Very little of what Rusty says is believed by those who report to him. They know he lies—lies about the job, lies about deadlines, lies about the people who report to him, lies about the people he reports to, lies about other departments, lies to other departments, lies about the company, and lies about just anything in general—but they’re used to his lying and go about their business, doing their jobs as best they can. When one hears lies everyday, the untruth melts into the background like white noise, and one grows tolerant.
Mostly folk joke and laugh about Rusty’s lies. However, over the past few weeks, his underlings have started grumbling and are growing discontent.
It began when he was overheard badmouthing three of his underlings to the head of another department about a special project they’d just completed. Basically, he called their work substandard and that they couldn’t do anything right without his overseeing guidance and that the entire project was a wash. In reality, the special project had been completed to Rusty’s specifications, ahead of schedule, but he had a sudden revelation for entirely new project paradigm, what he thought would be a better way to do it—in opposition to the end user—and he didn’t want the completed project released, so he deemed the project inferior and shelved it. Not really surprising, or abnormal; Rusty had done things like that before: he changes his mind about what he wants almost as often as he lies. Only this time his office door was open as he talked on speaker phone.
Because of this incident, the people he talked trash about have been insisting that he write down his requirements for special projects. That’s a pretty normal business practice, but Rusty has never, never, never given written requirements for special projects as that would prohibit him from changing what he said wanted at the last moment and being able to lay blame for delays on someone else.
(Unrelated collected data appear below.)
PR #4261, opened 2026-04-27
feat: glossary system

Aaron-Ritter:
### Summary
This pull request introduces the Glossary system, including an enhanced design, updated components, and expanded functionality for managing terms and definitions.

### Changes
- Glossary page layout with improved navigation and filtering.
- Added support for aliases and abbreviations in glossary terms.
- `GlossaryTerm` component to support custom display text.
- Glossary tooltip styling and definitions for better user experience.
- Included terms and definitions in the glossary dataset.
- Handling and rendering of glossary terms.
- Added documentation and examples demonstrating how to add, link, and reference glossary terms.

### Inline Glossary Help
Screenshot 2026-04-27 at 18 50 20
Screenshot 2026-04-27 at 18 49 27

### Glossary Overview

Screenshot 2026-05-01 at 10 12 30
Screenshot 2026-05-01 at 10 14 22


nathan-contino:
I love this! High-level feedback:

- ditch the on-screen keyboard for selecting a letter. Personally I would just create section headers and use the standard On this Page component (should simplify implementation too) but I won't be too prescriptive.
- personally I would rather put the glossary page at `docs/glossary` and add an entry for it in the docs sidebar, which would also allow us to continue showing the docs sidebar while using the glossary. I think it's confusing to wind up on a glossary page that lacks an easy way to navigate back into the rest of the doc.
- categories as a dropdown is a little wonky. I would rather implement something similar to our 'category checkboxes' used in the release notes: show all of the options all of the time. by default, assume all are checked, but if a user selects one option, only that option displays. If a user selects another option, show both categories, and so on. In the release notes, we implement this entirely in CSS; I'd prefer to do the same here.

If we make these changes, let's expand this to the entirety of the docs (and articles, if you so choose). And then I'll take a closer look at the implementation before we do the final merge. But overall I think this looks really good and it just needs a little refinement to ship!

Last week, Rusty announced, before witnesses, that three people were being promoted. He said a company Vice President had approved the paperwork and everything was in the hands of HR awaiting finial signature. Oddly enough, the three up for promotions were the same three trashed for inferior work the week before.
Nobody believed him.
Rusty has promised promotions before, usually just one on one as a form of encouragement, and they took his statement to be just another lie—yet there were a lot of people who heard him say it. Then, the next day, again in front of multiple witnesses, Rusty said HR had approved the promotions. By the end of the month the three should have their new job titles.
Still, nobody believed him.
But the people who work for him wonder how he could lie so blatantly—that this time, it seems to them, that he has gone beyond the pale. Maybe the promotions are real. Maybe, just maybe. Nobody is holding their breath, though. But they don’t want to hear his lies anymore, especially when he is promising promotions.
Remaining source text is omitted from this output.